(EXERCISE PROMPT)
Each line in the data holding "handled" should be listed.

(DATA PROVIDED)

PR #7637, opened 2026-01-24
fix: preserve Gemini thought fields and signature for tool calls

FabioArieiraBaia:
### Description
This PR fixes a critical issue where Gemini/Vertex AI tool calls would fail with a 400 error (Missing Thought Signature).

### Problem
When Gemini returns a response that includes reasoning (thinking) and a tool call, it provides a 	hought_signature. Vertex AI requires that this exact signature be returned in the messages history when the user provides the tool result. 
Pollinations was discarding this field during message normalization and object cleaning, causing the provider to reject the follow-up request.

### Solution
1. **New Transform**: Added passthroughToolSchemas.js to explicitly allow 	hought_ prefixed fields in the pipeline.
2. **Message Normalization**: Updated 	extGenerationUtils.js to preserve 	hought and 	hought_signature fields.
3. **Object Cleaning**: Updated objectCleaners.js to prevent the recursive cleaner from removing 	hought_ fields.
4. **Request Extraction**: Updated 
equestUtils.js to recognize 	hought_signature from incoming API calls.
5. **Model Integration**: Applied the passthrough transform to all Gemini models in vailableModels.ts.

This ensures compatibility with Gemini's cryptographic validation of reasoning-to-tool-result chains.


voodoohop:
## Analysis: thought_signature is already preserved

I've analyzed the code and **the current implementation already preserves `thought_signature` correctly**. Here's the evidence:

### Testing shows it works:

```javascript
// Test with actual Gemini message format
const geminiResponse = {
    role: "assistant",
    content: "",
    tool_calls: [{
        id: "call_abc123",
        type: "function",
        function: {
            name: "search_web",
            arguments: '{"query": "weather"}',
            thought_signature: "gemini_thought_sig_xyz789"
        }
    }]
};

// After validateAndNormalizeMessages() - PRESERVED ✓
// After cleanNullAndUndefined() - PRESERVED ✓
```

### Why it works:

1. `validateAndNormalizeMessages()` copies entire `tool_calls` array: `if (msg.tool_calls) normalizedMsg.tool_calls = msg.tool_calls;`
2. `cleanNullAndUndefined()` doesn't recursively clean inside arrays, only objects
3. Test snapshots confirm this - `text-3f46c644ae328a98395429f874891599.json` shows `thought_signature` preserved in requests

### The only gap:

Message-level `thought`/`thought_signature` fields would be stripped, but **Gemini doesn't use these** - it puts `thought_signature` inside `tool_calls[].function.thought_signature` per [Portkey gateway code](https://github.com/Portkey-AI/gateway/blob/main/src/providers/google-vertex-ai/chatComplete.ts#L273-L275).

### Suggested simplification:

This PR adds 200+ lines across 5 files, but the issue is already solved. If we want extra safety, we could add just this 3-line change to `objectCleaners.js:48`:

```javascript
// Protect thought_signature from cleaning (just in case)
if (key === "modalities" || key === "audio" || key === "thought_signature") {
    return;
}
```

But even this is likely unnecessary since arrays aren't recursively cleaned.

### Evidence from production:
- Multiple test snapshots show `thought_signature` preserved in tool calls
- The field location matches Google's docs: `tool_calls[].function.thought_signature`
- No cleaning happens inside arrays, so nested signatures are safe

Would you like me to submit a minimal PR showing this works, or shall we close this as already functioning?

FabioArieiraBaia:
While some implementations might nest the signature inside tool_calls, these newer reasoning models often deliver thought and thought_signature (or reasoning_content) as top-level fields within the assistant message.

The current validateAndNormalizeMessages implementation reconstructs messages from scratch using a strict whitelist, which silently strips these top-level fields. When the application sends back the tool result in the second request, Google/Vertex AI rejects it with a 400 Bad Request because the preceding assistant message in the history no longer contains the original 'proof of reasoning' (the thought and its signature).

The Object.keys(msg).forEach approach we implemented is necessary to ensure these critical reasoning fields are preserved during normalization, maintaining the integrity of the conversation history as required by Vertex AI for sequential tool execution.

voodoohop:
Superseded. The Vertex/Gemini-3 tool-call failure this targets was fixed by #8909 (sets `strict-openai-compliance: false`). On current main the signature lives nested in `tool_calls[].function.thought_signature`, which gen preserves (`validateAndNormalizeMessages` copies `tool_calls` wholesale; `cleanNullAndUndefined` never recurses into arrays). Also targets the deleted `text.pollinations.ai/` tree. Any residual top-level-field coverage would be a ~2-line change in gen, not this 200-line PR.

--

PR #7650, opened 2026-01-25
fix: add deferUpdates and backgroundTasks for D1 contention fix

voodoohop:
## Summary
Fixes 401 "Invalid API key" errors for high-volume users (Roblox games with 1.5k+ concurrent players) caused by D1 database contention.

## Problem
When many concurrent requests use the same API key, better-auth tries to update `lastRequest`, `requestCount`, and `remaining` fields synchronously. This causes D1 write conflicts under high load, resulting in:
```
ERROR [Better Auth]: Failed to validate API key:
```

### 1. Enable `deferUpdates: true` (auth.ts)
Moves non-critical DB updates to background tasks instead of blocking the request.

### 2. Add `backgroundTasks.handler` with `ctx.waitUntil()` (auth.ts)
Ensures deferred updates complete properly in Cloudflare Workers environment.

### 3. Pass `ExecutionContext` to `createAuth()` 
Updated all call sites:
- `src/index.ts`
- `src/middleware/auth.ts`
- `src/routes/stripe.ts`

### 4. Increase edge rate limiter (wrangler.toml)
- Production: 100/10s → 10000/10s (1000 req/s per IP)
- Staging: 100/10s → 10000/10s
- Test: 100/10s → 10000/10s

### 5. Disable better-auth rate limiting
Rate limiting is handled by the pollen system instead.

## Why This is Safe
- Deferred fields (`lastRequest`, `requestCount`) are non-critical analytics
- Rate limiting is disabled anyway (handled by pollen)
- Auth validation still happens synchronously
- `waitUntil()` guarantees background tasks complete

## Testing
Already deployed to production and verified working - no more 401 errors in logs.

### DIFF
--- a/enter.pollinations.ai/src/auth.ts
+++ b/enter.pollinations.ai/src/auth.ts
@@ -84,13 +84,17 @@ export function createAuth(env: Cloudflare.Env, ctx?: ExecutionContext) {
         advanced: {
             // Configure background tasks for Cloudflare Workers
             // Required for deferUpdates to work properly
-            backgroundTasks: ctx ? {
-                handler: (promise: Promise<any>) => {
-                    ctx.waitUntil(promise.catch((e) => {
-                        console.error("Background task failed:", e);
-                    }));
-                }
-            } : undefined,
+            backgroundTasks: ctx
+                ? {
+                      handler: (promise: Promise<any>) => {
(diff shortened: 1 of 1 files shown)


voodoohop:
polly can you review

(EXPECTED OUTPUT)
Rate limiting is handled by the pollen system instead.
- Rate limiting is disabled anyway (handled by pollen)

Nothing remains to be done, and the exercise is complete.